→ ABOUT THIS TASK:
Pick out the lines below that contain the string "FormBuilder" and copy them all.

===== RECORD SET

PR #7298, opened 2024-03-12
Feature: Add Event Beta Feedback Popup

kjohnson:
Resolves [GIVE-420](https://stellarwp.atlassian.net/browse/GIVE-420)

## Description

This PR adds the feedback popup component to the Events List Table admin page.

The popup is automatically shown or hidden based on the local storage value stored under `givewpEventTicketsBetaFeedback`. Clicking the "Provide Feedback" link or close icon will set the local storage to prevent the popup from automatically opening on the next page load.

Note: This is mostly ported from `peer-to-peer`, but has been updated to remove the use of `@wordpress/components` due to a compiling error with that library.

## Visuals

image

[GIVE-420]: https://stellarwp.atlassian.net/browse/GIVE-420?atlOrigin=eyJpIjoiNWRkNTljNzYxNjVmNDY3MDlhMDU5Y2ZhYzA5YTRkZjUiLCJwIjoiZ2l0aHViLWNvbS1KU1cifQ


pauloiankoski (commented):
In general, it looks good to me. Currently, I would move the `Feedback` folder into the `components` folder where all components live. In the future, if we choose to reuse this component elsewhere, we will likely need to refactor it by extracting all inline CSS.

What do you think about targeting the feedback link to a new tab?

kjohnson:
> I would move the Feedback folder into the components folder where all components live.

Since the feedback popup is a temporary feature I placed it on a higher level, since it will not be long lived.

kjohnson:
> What do you think about targeting the feedback link to a new tab?

We could open in a new tab. I'm not sure if that is necessary. We can ask @angelablake .

angelablake:
Yep, please open the feedback board in a new tab. That's the preferable behavior for any link that takes the user outside their WordPress site.

PR #7310, opened 2024-03-14
Fix: WP edit bulk action

alaca:
## Description

This PR resolves the issue that happens when using edit bulk action to edit WP posts or pages. The problem was that our action to get the v3 form edit URL was also triggered by the WP edit bulk action. Since WP sends an array of IDs for edit bulk action and we don't need that, the issue is resolved by adding a conditional check where we check if the `$_GET['post']` variable is an array.

## Affects

WP edit bulk action for posts, pages, etc.

## Testing Instructions

Go to posts or pages, select them all, and try to edit them using the edit bulk action. Everything should work as expected. Also, keep an eye on the error log. Servers that run PHP8 will throw an error, so make sure you test this on a server that runs PHP8. 

## Pre-review Checklist

### DIFF
--- a/src/FormBuilder/Routes/EditFormRoute.php
+++ b/src/FormBuilder/Routes/EditFormRoute.php
@@ -19,10 +19,12 @@ class EditFormRoute
     public function __invoke()
     {
         if (isset($_GET['post'], $_GET['action']) && 'edit' === $_GET['action']) {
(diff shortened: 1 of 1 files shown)


jonwaldstein (approved):
Looks good to me, ready for QA 🌈

rickalday (approved):
Passed manual QA tests.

==========

→ ANSWER TO THE EXERCISE:
--- a/src/FormBuilder/Routes/EditFormRoute.php
+++ b/src/FormBuilder/Routes/EditFormRoute.php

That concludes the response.